Dataset entries:
PR #1258, opened 2024-08-12
1205 evict cached user on save candidate

sadatmalik:
This PR:

- Creates a cache eviction repository interface to manage user cache eviction
- Extends that interface in JPA repositories that should evict the user cache when their entity types are changed
- Includes 58 passing unit tests for all possible scenarios that require user cache eviction


camerojo (approved):
Clever!

PR #1260, opened 2024-08-12
add job opp ID and case ID fields to log builder

sadatmalik:
This PR:

- adds 2 additional fields to LogBuilder: jobOppId and caseId


camerojo (approved):
Love this new logger!

PR #1262, opened 2024-08-13
Add optional minimalData option to search requests.

### LINKED ISSUE #1261: Loading of Candidate screen is becoming very slow
The problem may be the number of database accesses required to retrieve the candidate data. This is sometimes referred to as the N+1 problem.

See for example https://medium.com/javarevisited/spring-jpa-when-to-use-join-fetch-a6cec898c4c6

camerojo:
Implemented Saved List fetches from the full candidate display where we only need saved list names and ids. This not only reduces the data sent in the response request but also avoids fetching a lot of unnecessary data and additional  database queries.


server/src/main/java/org/tctalent/server/api/admin/SavedListAdminApi.java
```diff
@@ -58,17 +57,14 @@ public class SavedListAdminApi implements
     private final CandidateService candidateService;
     private final SavedListService savedListService;
     private final CandidateSavedListService candidateSavedListService;
-    private final SalesforceService salesforceService;
```
camerojo, line 61: This was an unused service (highlighted by Intellij) - pulled it out.

sadatmalik (approved):
Brilliant!

PR #1266, opened 2024-08-14
SF Candidate Opp relocating dependants auto-updated when stage == 'Relocated'

### LINKED ISSUE #666: Auto-update SF case relocation info based on visa assessment

samschlicht:


server/src/main/java/org/tctalent/server/service/db/impl/SalesforceServiceImpl.java
```diff
@@ -411,6 +411,25 @@ public void createOrUpdateCandidateOpportunities(
...
+                if (relocationInfo == null && stage == CandidateOpportunityStage.relocated) {
+                    Optional<CandidateOpportunity> candidateOpp =
+                        jobOpportunity.getCandidateOpportunities()
+                            .stream()
+                            .filter(opp -> opp.getCandidate().getId().equals(candidate.getId()))
+                            .findFirst();
+                    if (candidateOpp.isPresent()) {
+                        relocationInfo = processSfCaseRelocationInfo(candidateOpp.get(), candidate);
+                    }
+                }
```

§ WORK TASK: Work through the entries above line by line, counting each one that includes the word "ISSUE", and give the final number only.

§ RESULT OF THIS EXERCISE: 2